[[ Provided information open ]]

PR #3480, opened 2021-09-30
lxd_virtual_machine - new module

adamcstephens:
This is a copy of `lxd_container` replacing container with virtual-machine and updating the API accordingly.

https://linuxcontainers.org/lxd/docs/master/rest-api#instances-containers-and-virtual-machines

### DIFF
--- a/changelogs/fragments/add_lxd_virtual_machine.yml
+++ b/changelogs/fragments/add_lxd_virtual_machine.yml
@@ -1,0 +1,2 @@
+minor_changes:
+  - "Add `lxd_virtual_machine`"
--- a/plugins/modules/cloud/lxd/lxd_virtual_machine.py
+++ b/plugins/modules/cloud/lxd/lxd_virtual_machine.py
@@ -1,0 +1,744 @@
+#!/usr/bin/python
+# -*- coding: utf-8 -*-
+
+# Copyright: (c) 2016, Hiroaki Nakamura <hnakamur@gmail.com>
+# GNU General Public License v3.0+ (see COPYING or https://www.gnu.org/licenses/gpl-3.0.txt)
+
+from __future__ import absolute_import, division, print_function
+__metaclass__ = type
+
+
+DOCUMENTATION = '''
+---
+module: lxd_virtual_machine
+short_description: Manage LXD Virtual machines
+description:
+  - Management of LXD virtual machines
+author: "Hiroaki Nakamura (@hnakamur)"
+options:
+    name:
+        description:
+          - Name of a virtual machine.
+        type: str
+        required: true
+    architecture:
+        description:
+          - The architecture for the virtual machine (e.g. "x86_64" or "i686").
+            See U(https://github.com/lxc/lxd/blob/master/doc/rest-api.md#post-1)
+        type: str
+        required: false
+    config:
+        description:
+          - 'The config for the virtual machine (e.g. {"limits.cpu": "2"}).
+            See U(https://github.com/lxc/lxd/blob/master/doc/rest-api.md#post-1)'
+          - If the virtual machine already exists and its "config" values in metadata
+            obtained from GET /1.0/virtual-machines/<name>
+            U(https://github.com/lxc/lxd/blob/master/doc/rest-api.md#10containersname)
+            are different, this module tries to apply the configurations.
+          - The keys starting with C(volatile.) are ignored for this comparison when I(ignore_volatile_options=true).
+        type: dict
+        required: false
+    ignore_volatile_options:
+        description:
+          - If set to C(true), options starting with C(volatile.) are ignored. As a result,
+            they are reapplied for each execution.
+          - This default behavior can be changed by setting this option to C(false).
+          - The current default value C(true) is deprecated since community.general 4.0.0,
+            and will change to C(false) in community.general 6.0.0.
+        type: bool
+        required: false
+        version_added: 3.7.0
+    profiles:
+        description:
+          - Profile to be used by the virtual machine
+        type: list
+        elements: str
+    devices:
+        description:
+          - 'The devices for the virtual machine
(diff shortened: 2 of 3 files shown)


changelogs/fragments/add_lxd_virtual_machine.yml
```diff
@@ -0,0 +1,2 @@
+minor_changes:
+  - "Add `lxd_virtual_machine`"
```
felixfontein, line 2: Could you please remove this? New plugins/modules should not have changelog fragments.

plugins/modules/cloud/lxd/lxd_virtual_machine.py
```diff
@@ -0,0 +1,744 @@
...
+__metaclass__ = type
+
+
+DOCUMENTATION = '''
+---
+module: lxd_virtual_machine
+short_description: Manage LXD Virtual machines
+description:
+  - Management of LXD virtual machines
+author: "Hiroaki Nakamura (@hnakamur)"
```
felixfontein, line 17: You should add yourself as an author. If you want to keep @hnakamur as it's mostly their code, that's fine, but you should definitely also add yourself.

plugins/modules/cloud/lxd/lxd_virtual_machine.py
```diff
@@ -0,0 +1,744 @@
...
+from __future__ import absolute_import, division, print_function
+__metaclass__ = type
+
+
+DOCUMENTATION = '''
+---
+module: lxd_virtual_machine
+short_description: Manage LXD Virtual machines
+description:
+  - Management of LXD virtual machines
```
felixfontein, line 16:
```suggestion
  - Management of LXD virtual machines.
```
Descriptions (except short_description) should always have complete sentences in their paragraphs.

plugins/modules/cloud/lxd/lxd_virtual_machine.py
```diff
@@ -0,0 +1,744 @@
...
+options:
+    name:
+        description:
+          - Name of a virtual machine.
+        type: str
+        required: true
+    architecture:
+        description:
+          - The architecture for the virtual machine (e.g. "x86_64" or "i686").
+            See U(https://github.com/lxc/lxd/blob/master/doc/rest-api.md#post-1)
```
felixfontein, line 27:
```suggestion
            See U(https://github.com/lxc/lxd/blob/master/doc/rest-api.md#post-1).
```

plugins/modules/cloud/lxd/lxd_virtual_machine.py
```diff
@@ -0,0 +1,744 @@
...
+        type: str
+        required: false
+    config:
+        description:
+          - 'The config for the virtual machine (e.g. {"limits.cpu": "2"}).
```
felixfontein, line 32:
```suggestion
          - 'The config for the virtual machine (for example C({"limits.cpu": "2"})).
```
Avoid Latin abbrevations. Also see https://docs.ansible.com/ansible/latest/dev_guide/developing_modules_documenting.html#linking-and-other-format-macros-within-module-documentation for more on formatting.

plugins/modules/cloud/lxd/lxd_virtual_machine.py
```diff
@@ -0,0 +1,744 @@
...
+# GNU General Public License v3.0+ (see COPYING or https://www.gnu.org/licenses/gpl-3.0.txt)
+
+from __future__ import absolute_import, division, print_function
+__metaclass__ = type
+
+
+DOCUMENTATION = '''
+---
+module: lxd_virtual_machine
+short_description: Manage LXD Virtual machines
```
felixfontein, line 14:
```suggestion
short_description: Manage LXD Virtual machines
version_added: 3.8.0
```

plugins/modules/cloud/lxd/lxd_virtual_machine.py
```diff
@@ -0,0 +1,744 @@
...
+            are different, this module tries to apply the configurations.
+          - The keys starting with C(volatile.) are ignored for this comparison when I(ignore_volatile_options=true).
+        type: dict
+        required: false
+    ignore_volatile_options:
+        description:
+          - If set to C(true), options starting with C(volatile.) are ignored. As a result,
+            they are reapplied for each execution.
+          - This default behavior can be changed by setting this option to C(false).
+          - The current default value C(true) is deprecated since community.general 4.0.0,
```
felixfontein, line 46: You should remove this deprecation and switch to the final state, since there's no reason to stick with the old behavior. (Or even remove this option at all.)

plugins/modules/cloud/lxd/lxd_virtual_machine.py
```diff
@@ -0,0 +1,744 @@
...
+            and will change to C(false) in community.general 6.0.0.
+        type: bool
+        required: false
+        version_added: 3.7.0
```
felixfontein, line 50: Should entries should not be left here. The module is only added later, so there was no feature added in earlier versions of this collection.

felixfontein (commented):
Thanks for your contribution! I've added a first few comments.

Please note that new modules must come with tests (unit tests and/or integration tests).

felixfontein:
CC @conloos who is working on the other lxd modules.

plugins/modules/cloud/lxd/lxd_virtual_machine.py
conloos: Hi @adamcstephens,

Since @hnakamur did not process volatile options in its implementation and we were not sure whether existing playbooks would be affected, we decided to add a deprecated message and change the default behavior in the next releases. Since this is a new module, it is not necessary.

adamcstephens:
It looks like #3661 implements a similar functionality. I haven't tested it yet, but closing this since I've never gotten back to it.

PR #3492, opened 2021-10-01
[opentelemetry][callback] add RCP and network span attributes to enrich the service map

v1v:
##### SUMMARY

Enrich the span metadata for those ansible tasks that interact with third party system.

https://github.com/open-telemetry/opentelemetry-specification/blob/main/specification/trace/semantic_conventions/rpc.md

##### ISSUE TYPE
- Feature Pull Request

##### COMPONENT NAME
`callback/opentelemetry.py`

##### ADDITIONAL INFORMATION

Given:

```
---
# This playbook prints a simple debug message
- name: Echo
  hosts: localhost
  connection: local

  tasks:
  - name: Print debug message
    debug:
      msg: Hello, world!
  - name: download
    get_url:
      url: http://pymotw.com/2/urlparse/
      dest: /tmp/foo
      mode: 0440
  - name: download content
    uri:
      url: https://google.co.uk/
      return_content: yes
    register: webpage
```

And the ElasticStack, then the Service Maps can see below

image

image

### Tasks

- Support some other use cases (yum, homebrew, chocolatey, apt_repository...)


felixfontein:
recheck

plugins/callback/opentelemetry.py
```diff
@@ -288,6 +291,60 @@ def set_span_attribute(self, span, attributeName, attributeValue):
...
+        if 'yum_repository' in task_data.action:
+            if task_data.args.get('baseurl', None):
+                self.add_network_attributes(task_data.args.get('baseurl'), span)
+            elif task_data.args.get('mirrorlist', None):
+                self.add_network_attributes(task_data.args.get('mirrorlist'), span)
+            else:
+                self._display.debug('yum_repository without a baseurl or mirrorlist.')
+
+        if 'zypper_repository' in task_data.action and task_data.args.get('repo', None):
+            self.add_network_attributes(task_data.args.get('repo'), span)
```
kuisathaverat, line 330: this section is probably something that will grow and grow, the logic is more or less the same, maybe it is better to transform the input in data

```
addActionAttributes('homebrew', [{'name': 'net.peer.name', 'value':'homebrew' }, {'name': 'rpc.service', 'value':'homebrew' }])
addNetworkAttributes('yum_repository', [{'name': 'baseurl' }, {'name': 'mirrorlist'}])

def addActionAttributes(action, attributes):
    if task_data.action == action 
        for attribute in attributes:
            if task_data.args.get(attribute['name'], None):
                self.set_span_attribute(span, attribute['name'], attribute['value'])

def addNetworkAttributes(action, attributes):
    if task_data.action in action 
        for attribute in attributes:
            if task_data.args.get(attribute['name'], None):
                self.add_network_attributes(span, attribute['name'], span)
```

[[ Provided information closed ]]

● Task brief
Go over the entries above and tally the lines holding "debug"; please answer with the number alone.

● Expected answer
4